Common challenges of implementing agile delivery

Brian Robinson
Brian Robinson
Managing Director UK
Length
6 min read
Date
22 September 2019

A lot is written about ‘agile’ delivery. About how iterative delivery is key and about the tools and processes needed to achieve success. I’m a big advocate of an agile delivery approach, and I know that the technology challenge is one that can be (relatively easily) overcome. The hard part is in changing people and processes.

Over the last few months, I’ve been working with a number of our enterprise clients in the US and Europe on identifying and overcoming the fundamental issues with the way the business processes work. This is well before we even get into conversations about route to production, business value and continuous integration. Often, organisational constraints can be overlooked when trying to implement an agile project, yet they are fundamental to a successful delivery.

There are a number of common challenges that I see time and time again with our enterprise clients as they mature digitally.

Project vs. product

Everyone is comfortable with a nice, big project. It has a start and it has an end. It has a fixed scope. It will also probably be delivered a bit later and a bit more expensive than was planned, but that’s accepted. When it’s complete, you can sign it off and move on to the next project. That’s how businesses have worked for decades on IT projects. Internal processes, governance, roles and responsibilities have been created to manage large projects. However, in the new digital-first world, nothing is ever ‘complete’.

As a result of continuous development and a ‘test and learn’ mentality, projects often become products. These products are developed via ongoing deliveries which constantly iterate and release. This can become a challenge to the funding models in place, specifically funding processes that require extensive due diligence and business case development phases before anything is started.

The key to starting to change thinking around funding and approach is to instill a belief that failing is good. Learn from failure and move on in the right direction. However, failure must be quick, it must be ‘cheap’ and the organisation must not have a blame culture.

Delivery vs. process

A company’s internal process and governance approach to digital projects is initially created to reduce risk and maximise success. But as delivery approaches and the tooling and appetite for risk changes, these internal ways of working are often not updated. Subsequently, these processes work against a team striving for agility in a continuous delivery environment.

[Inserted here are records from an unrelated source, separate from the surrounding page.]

PR #3661, opened 2024-01-01
Don't leak internal server errors, use support hash

aerosol:
### Changes

This PR:

- makes internal server error details inaccessible to end users
- instead, a support hash is generated and presented to the user in case of server errors caught; it's also stored in the sentry error context for further identification

image

image

image

image

### Tests
- [ ] Automated tests have been added
- [x] This PR does not require tests

### Changelog
- [ ] Entry has been added to changelog
- [x] This PR does not make a user-facing change

### Documentation
- [ ] [Docs](https://github.com/plausible/docs) have been updated
- [x] This change does not need a documentation update

### Dark mode
- [x] The UI has been tested both in dark and light mode
- [ ] This PR does not change the UI

PR #3668, opened 2024-01-04
Use tags rather than context to annotate support hashes in Sentry

aerosol:
Correction to #3661 

`set_tags_context` is more applicable here, as we can search by it. Per Sentry moduledoc:

```
  Merges new fields into the `:tags` context, specific to the current process.

  This is used to set fields which should display when looking at a specific
  instance of an error. These fields can also be used to search and filter on.
```

### Tests

### Changelog

### Documentation

### Dark mode


zoldar (approved):
✨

Often, these processes can, at best, slow down delivery and, at worse, block the project completely. For example, it may be that an external team is allowed to work on projects, but has no route to production without another team being involved who have no understanding of the project. Other challenges that we have experienced include being denied wifi access, despite having been brought in by the senior team to work on-site (this resulted in a high number of 4G dongles)!

With a well-defined plan for the use of automation software such as Jenkins, Chef, Puppet, SonarQube etc. in delivery, as well as through the quality assurance process, we can ensure a lot of risk is removed. However, often internal policies and processes have not allowed for the security this tooling can bring, and fall back to a manual and less secure process.

Non-agile dependencies

It’s important to remember that just because one team is working in an agile fashion, that other dependencies may be working in a different manner. It’s vital to understand the approach of any dependencies in your project and mitigate any risks straight away. For example, in a large project we were involved in, the data was being delivered by third parties. While our normal approach would be to deliver a thin slice of functionality as soon as possible, we weren’t able to as the other team was working in a more waterfall approach.  As such, we quickly de-coupled our project from this dependency to de-risk the release, while also ensuring we worked closely with the data team to help plan their delivery in a more iterative approach.

Hierarchy

All organisations we work with will have some level of hierarchy. Unfortunately, the hierarchy and structure that may work for an organisation in its main business function can work against the agility of a delivery team.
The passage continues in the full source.